# EXERCISE INSTRUCTIONS:
The output should match the data below line for line.

(Saved entries)
PR #6, opened 2015-01-03
Add python syntax support

matiaslina:
Nothing special here. Just a few rules :)

### DIFF
--- a/config.def.h
+++ b/config.def.h
@@ -1115,6 +1115,45 @@ static Syntax syntaxes[] = {{
 		&colors[COLOR_SYNTAX6],
 	}}
 },{
+	.name = "python",
+	.file = "\\.py$",
+	.rules = {{
+		"(#.*$|#$)",
+		&colors[COLOR_COMMENT],
+	},{
+		"(\"\"\".*\"\"\")",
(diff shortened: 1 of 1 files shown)


martanne:
Thanks, I added them. However the python syntax with its symmetric multiline comment markers really shows the limitations of the simple regex based approach.

matiaslina:
> really shows the limitations of the simple regex based approach.

Could you elaborate this?

martanne:
Since """ is used both as the start and end marker of a multiline comment you can't easily distinguish the two without further context. If you scroll through a file until the beginning of a comment is no longer visible, the corresponding end marker will now be interpreted as the start of another comment, thus wrongly coloring the whole code.

matiaslina:
Yes, I have seen that glitch in some C code too with the comments. Thanks for explain. 

I'll dig into it to see how we can improve the situation. This will happen to any multiline regexp around there, except for complicated regexp like the C comments.

martanne:
I would not spend much time on it right now, it will require quite some design work.

As for the patches, I don't care. You can submit them here, send them by email directly to me or the suckless list (if you don't mind an occasional flame war ...)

# REPLY:
PR #6, opened 2015-01-03
Add python syntax support

matiaslina:
Nothing special here. Just a few rules :)

### DIFF
--- a/config.def.h
+++ b/config.def.h
@@ -1115,6 +1115,45 @@ static Syntax syntaxes[] = {{
 		&colors[COLOR_SYNTAX6],
 	}}
 },{
+	.name = "python",
+	.file = "\\.py$",
+	.rules = {{
+		"(#.*$|#$)",
+		&colors[COLOR_COMMENT],
+	},{
+		"(\"\"\".*\"\"\")",
(diff shortened: 1 of 1 files shown)


martanne:
Thanks, I added them. However the python syntax with its symmetric multiline comment markers really shows the limitations of the simple regex based approach.

matiaslina:
> really shows the limitations of the simple regex based approach.

Could you elaborate this?

martanne:
Since """ is used both as the start and end marker of a multiline comment you can't easily distinguish the two without further context. If you scroll through a file until the beginning of a comment is no longer visible, the corresponding end marker will now be interpreted as the start of another comment, thus wrongly coloring the whole code.

matiaslina:
Yes, I have seen that glitch in some C code too with the comments. Thanks for explain. 

I'll dig into it to see how we can improve the situation. This will happen to any multiline regexp around there, except for complicated regexp like the C comments.

martanne:
I would not spend much time on it right now, it will require quite some design work.

As for the patches, I don't care. You can submit them here, send them by email directly to me or the suckless list (if you don't mind an occasional flame war ...)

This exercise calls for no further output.